Pouvez-vous me dire ce qu'apporte réellement l'APPLE TV ?

Merci


----------



## Vinz187 (23 Mars 2012)

le partage de ta bibliothèque itunes (mac iphone ) (musique vidéos )
Des photos aussi
accès youtube ( et d'autres sites (inutile) pour suivre le baseball par exemple)


----------



## sparo (23 Mars 2012)

Tu oublie AirPlay 

Pour envoyer le son et/ou l'image de tes Mac, iPhone iPad vers la télé


----------



## jeanbart (23 Mars 2012)

Pour aiplay, je suis plus nuancé, voir mon post :

Bonjour,

J'utilise l'apple tv 3 avec l'ipod touch 3 ainsi qu'une tv philips connecté.
L os de l'ipod touch set le 5.1

Je suis capable de visualiser les photos et vidéos de l'ipod touch sur la télé via l'airplay et l'apple tv.
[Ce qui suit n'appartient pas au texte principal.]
PR #62, opened 2017-12-06
extend http API with Session API

0xAX:
This patch provides three new http API endpoints:

  * GET /sessions
  * GET /sessions/id/bearer_id
  * DELETE /sessions/id/bearer_id

The first two are to get list of sessions or information about a certain
session by id which can be IMSI or IMEI.

The last one is to terminate a session by the given IMSI or IMEI.

@RoadRunnr The list API just returns all sessions from the ets table, and there is no any manipulations with limit/offset for now

### DIFF
--- a/priv/static/specs/http_api_spec.yaml
+++ b/priv/static/specs/http_api_spec.yaml
@@ -52,6 +52,61 @@ paths:
       responses:
         '200':
           description: returns the metrics
+  /sessions:
+    get:
+      summary: 'get list of sessions'
+      responses:
+        '200':
+          description: 'returns list of the sessions'
+          schema:
+            $ref: '#/definitions/SessionsList'
+  /sessions/{id}/{bearer_id}:
+    get:
+      summary: 'returns information about session with the given IMSI or IMEI'
+      parameters:
+        - name: id
+          in: path
+          required: true
+          type: string
+          description: 'session identity (IMSI or IMEI)'
+        - name: bearer_id
+          in: path
+          required: true
+          type: integer
+          default: 5
+          description: 'EPS Bearer Id'
+      responses:
+        '200':
+          description: 'session with the given session identity'
+          schema:
+            $ref: '#/definitions/SessionInfo'
+        '404':
+          description: 'a session with the given session identity is not found'
+          schema:
+            $ref: '#/definitions/SessionItemNotFound'
+    delete:
+      summary: 'stops a session with the given session IMSI or IMEI'
+      parameters:
+        - name: id
+          in: path
+          required: true
+          type: string
+          description: 'session identity'
+        - name: bearer_id
+          in: path
+          required: true
+          default: 5
+          type: integer
+          description: 'EPS Bearer Id'
+      responses:
+        '200':
+          description: 'a session with the given session identity is stopped'
+          schema:
+            $ref: '#/definitions/SessionDeleted'
+        '404':
+          description: 'a session with the given session identity is not found'
+          schema:
+            $ref: '#/definitions/SessionNotFound'
 definitions:
   Status:
     type: "object"
@@ -79,3 +134,91 @@ definitions:
     properties:
       version:
         type: "string"
+  SessionsList:
+    type: "object"
+    properties:
+      TotalCount:
+        type: integer
+      Sessions:
+        type: array
+        items:
+          $ref: '#/definitions/SessionInfo'
+  SessionInfo:
+    type: "object"
+    properties:
+      IMSI:
+        type: string
+      IMEI:
+        type: string
+      MSISDN:
+        type: string
+      StartTime:
+        type: string
+        format: date-time
+      LocalGTPEntity:
+        type: object
+        properties:
+          GTP-C:
+            type: object
+            properties:
+              Version:
+                type: string
+              TEID:
+                type: integer
+              IP:
+                type: string
+          GTP-U:
+            type: object
+            properties:
+              Version:
+                type: string
+              TEID:
+                type: integer
+              IP:
+                type: string
+      RemoteGTPEntity:
+        type: object
+        properties:
+          GTP-C:
+            type: object
+            properties:
+              Version:
+                type: string
+              TEID:
+                type: integer
+              IP:
+                type: string
+          GTP-U:
+            type: object
+            properties:
+              Version:
+                type: string
+              TEID:
+                type: integer
+              IP:
+                type: string
+      APN:
+        type: array
+        items:
+          type: string
+  SessionItemNotFound:
+    type: "object"
+    properties:
+      TotalCount:
+        type: integer
+      Session:
+        type: array
+        items:
+          type: string
+  SessionNotFound:
+    type: "object"
+    properties:
+      Result:
+        type: string
+        default: "Session not found"
+  SessionDeleted:
+    type: "object"
+    properties:
+      Result:
+        type: string
+        default: "ok"
--- a/src/http_api_handler.erl
+++ b/src/http_api_handler.erl
@@ -7,9 +7,12 @@
 
 -module(http_api_handler).
 
+-include("include/ergw.hrl").
+-include_lib("stdlib/include/ms_transform.hrl").
+
 -export([init/2, content_types_provided/2,
          handle_request_json/2, handle_request_text/2,
-         allowed_methods/2,
+         allowed_methods/2, delete_resource/2,
          content_types_accepted/2]).
 
 -define(FIELDS_MAPPING, [{accept_new, 'acceptNewRequests'},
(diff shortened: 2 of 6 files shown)


priv/static/specs/http_api_spec.yaml
```diff
@@ -79,3 +134,59 @@ definitions:
...
+        items:
+          $ref: '#/definitions/SessionInfo'
+  SessionInfo:
+    type: "object"
+    properties:
+      IMSI:
+        type: string
+      IMEI:
+        type: string
+      MSIDN:
```
RoadRunnr: should be MSISDN

0xAX: oh, will fix this and in other places too

priv/static/specs/http_api_spec.yaml
```diff
@@ -79,3 +134,59 @@ definitions:
...
+        type: string
+      Version:
+        type: string
+      RemoteControlIp:
```
RoadRunnr: I prefer IP in all captial letters, @mgumz what is the policy in out other API's?

priv/static/specs/http_api_spec.yaml
```diff
@@ -79,3 +134,59 @@ definitions:
...
+        type: string
+      RemoteDataIp:
+        type: string
+      ControlPort:
```
RoadRunnr: this leaks to much internal detail

@mgumz please have a look also.

My idea would be make this seomthing like

```
LocalGTPentity:
  GTP-C:
   Version: {v1,v2}
    TEID: ....
    IP: ...
  GTP-U:
   Version: v1
    TEID: ....
    IP: ...
RemoteGTPentity:
  GTP-C:
   Version: {v1,v2}
    TEID: ....
    IP: ...
  GTP-U:
   Version: v1
    TEID: ....
    IP: ...
```

priv/static/specs/http_api_spec.yaml
```diff
@@ -79,3 +134,59 @@ definitions:
...
+        properties:
+          Name:
+            type: string
+          Ip:
+            type: string
+          Type:
+            type: string
+      StartTime:
```
RoadRunnr: Some more information should also be added:

* QoS parameter
* PDN Type
* RAT Type
* UE IPs
* UE Time Zone
* AMBR
* APN
* User Location Information
* Serving Network

Some of those information have different encodings in GTPv1 and GTPv2

src/http_api_handler.erl
```diff
@@ -93,9 +96,57 @@ handle_request(<<"POST">>, _, json, Req, State) ->
...
+delete_resource(Req, State) ->
+    Path = cowboy_req:path(Req),
+    PathParts = binary:split(Path, <<"/">>, [global]),
+    handle_delete(PathParts, Req, State).
+
+handle_delete([<<>>,<<"api">>,<<"v1">>,<<"sessions">>, Imsi | Rest], Req, State) ->
+    BearerId = case Rest of
+                   [] ->
+                       undefined;
+                   Id ->
```
RoadRunnr:
```
[Id|_] ->
   try binary_to_integer(Id) of
```

would IMHO be nicer

src/http_api_handler.erl
```diff
@@ -93,9 +96,57 @@ handle_request(<<"POST">>, _, json, Req, State) ->
...
+                       try binary_to_integer(lists:nth(1, Id)) of
+                           Num -> Num
+                           catch _:_ -> 5
+                       end
+               end,
+    case find_session(Imsi, BearerId) of
```
RoadRunnr: the rest of ergw uses ```IMSI``` (all capitals)

src/http_api_handler.erl
```diff
@@ -216,3 +267,60 @@ maybe_add_sum(Name, DataPoints, histogram, Payload) ->
...
+
+find_session(Id, BearerId) ->
+    BId = case BearerId of
+              undefined -> 5;
+              _ -> BearerId
+          end,
+    Sockets = application:get_env(ergw, sockets, []),
+    find_session(Sockets, Id, BId).
+
+find_session([], _Id, _BearerId) -> [];
```
RoadRunnr: lookup/get methods in ergw return ```undefined``` or ```{error, not_found}``` in this case. Please use either one of these as well.

src/http_api_handler.erl
```diff
@@ -216,3 +267,60 @@ maybe_add_sum(Name, DataPoints, histogram, Payload) ->
...
+                   end),
+    ets:select(gtp_context_reg, F).
+
+find_session(Id, BearerId) ->
+    BId = case BearerId of
+              undefined -> 5;
+              _ -> BearerId
+          end,
+    Sockets = application:get_env(ergw, sockets, []),
+    find_session(Sockets, Id, BId).
```
RoadRunnr: Is it really necessary to iterate over the sockets? It should be doable to have ets:select without the loop?

src/http_api_handler.erl
```diff
@@ -216,3 +267,60 @@ maybe_add_sum(Name, DataPoints, histogram, Payload) ->
...
+        _ -> find_session(Sockets, SessionIdentity, BearerId)
+    end.
+
+build_session_info(Session) ->
+    SessionInfo = maps:get(context, gtp_context:info(Session)),
+    ControlPort = SessionInfo#context.control_port,
+    DataPort = SessionInfo#context.data_port,
+    #{<<"IMSI">> => SessionInfo#context.imsi,
+      <<"IMEI">> => SessionInfo#context.imei,
+      <<"MSIDN">> => SessionInfo#context.msisdn,
```
RoadRunnr: MSISDN

test/ergw_http_api_SUITE.erl
```diff
@@ -127,6 +142,107 @@ end_per_suite(Config) ->
...
+    TotalCount1 = maps:get(<<"TotalCount">>, Res1),
+    ?equal(1, TotalCount1),
+
+    % Stop session
+    URL2 = get_test_url("/api/v1/sessions/111111111111111/5"),
+    {ok, {_, _, Body2}} = httpc:request(delete, {URL2, [], "", []},
+                                        [], [{body_format, binary}]),
+    Res2 = jsx:decode(Body2, [return_maps]),
+    Result2 = maps:get(<<"Result">>, Res2),
+    ?match(<<"ok">>, Result2),
```
RoadRunnr:
```
?match(#{<<"Result">> := <<"ok">>}, Res2)
```
would IMHO result in more readable errors if the test failes

test/ergw_http_api_SUITE.erl
```diff
@@ -127,6 +142,107 @@ end_per_suite(Config) ->
...
+    % Stop non-existent session
+    URL3 = get_test_url("/api/v1/sessions/111111111111112/5"),
+    {ok, {{_, StatusCode, _}, _, Body3}} = httpc:request(delete, {URL3, [], "", []},
+                                                         [], [{body_format, binary}]),
+    Res3 = jsx:decode(Body3, [return_maps]),
+    Result3 = maps:get(<<"Result">>, Res3),
+    ?match(<<"Session not found">>, Result3),
+    ?match(404, StatusCode),
+
+    % Check that session was destroyed after stop
```
RoadRunnr: you need to wait for the context to be terminated, otherwise this could produce random failures. To make sure all context are gone use ```wait4tunnels(?TIMEOUT)``` (e.g.: https://github.com/travelping/ergw/blob/master/test/pgw_SUITE.erl#L337)

priv/static/specs/http_api_spec.yaml
mgumz: @RoadRunnr i prefer IP as well. it should be treated similar to IMEI, IMSI, GTP etc.

priv/static/specs/http_api_spec.yaml
mgumz: @RoadRunnr LocalGTPEntity ... :)

0xAX:
updated

test/ergw_http_api_SUITE.erl
```diff
@@ -127,6 +148,109 @@ end_per_suite(Config) ->
...
+    Res1 = jsx:decode(Body1, [return_maps]),
+    Session1 = maps:get(<<"Session">>, Res1),
+    ?match(#{<<"MSISDN">> := ?MSISDN, <<"IMSI">> := ?IMSI}, Session1),
+
+    URL2 = get_test_url("/api/v1/sessions/111111111111112"),
+    {ok, {{_, StatusCode, _}, _, Body2}} = httpc:request(get, {URL2, []},
+                                                         [], [{body_format, binary}]),
+    Res2 = jsx:decode(Body2, [return_maps]),
+    ?match(#{<<"Session">> := []}, Res2),
+    ?match(404, StatusCode),
```
RoadRunnr: the StatusCode check could use ```?equal``` and go before the jsx:decode

0xAX: fixed

RoadRunnr:
LGTM, but I would like to have some feedback from @mgumz on the naming LocalGTPEntity and RemoteGTPEntity before merging.

vkatsuba:

vkatsuba:
Сlosed due to the fact that this PR is out of date.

Par contre, concernant, les applications, le son sort bien de la télé mais je n'ai aucune image sur la télé. Bizarre...Impossible également d'avoir safari via l'airplay.

J'ai vérifié les branchements hdmi, rien n'y fait.

Merci de votre aide ...


J'ajoute qu'après essai : ma tv relié à l'apple tv lit parfaitement ( audio et video ) des vidéos dans l'itunes de mon imac via l'aiplay.
Les branchements sont bons.
Mais pourquoi donc, je ne peux pas utiliser l'airplay pour les applications jeux, safari....

Merci de votre aide.


----------



## Vinz187 (23 Mars 2012)

j'ai la 2iem génération, j'ai pas utilisé pour safari ou des applications


----------



## Vladimok (23 Mars 2012)

Alors cela ne sert pas à grand chose.


----------



## Vinz187 (24 Mars 2012)

ça dépend de son utilisation et de son équipement.

Je viens de regarder la présentation de Mountair Lion, il y a un ajout sur le partage de l'apple tv

http://www.apple.com/fr/macosx/mountain-lion/features.html#video-mountainlion


----------